---------- Available data ----------

PR #1974, opened 2025-07-18
CMake: move static exe detection into tests

hainest:
This module is only used for tests, so put it there.


hainest:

----------

** What to do **
Each entry in the listing is to be copied exactly.

** Solution to this task **
PR #1974, opened 2025-07-18
CMake: move static exe detection into tests

hainest:
This module is only used for tests, so put it there.


hainest:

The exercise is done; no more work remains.